§ **The problem**
When you reach the listing below, copy each line exactly.

§ **Data supplied**

PR #4393, opened 2022-01-07
refactor: Preparatory cahnges for polymorphic labels

Marwes:
A couple of commits extracted from #4388 which could be merged independently. See individual commits.


rockstar (approved):
Looking at the individual commits was helpful for context. Thanks for making that suggestion.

§ **Output**
PR #4393, opened 2022-01-07
refactor: Preparatory cahnges for polymorphic labels

Marwes:
A couple of commits extracted from #4388 which could be merged independently. See individual commits.


rockstar (approved):
Looking at the individual commits was helpful for context. Thanks for making that suggestion.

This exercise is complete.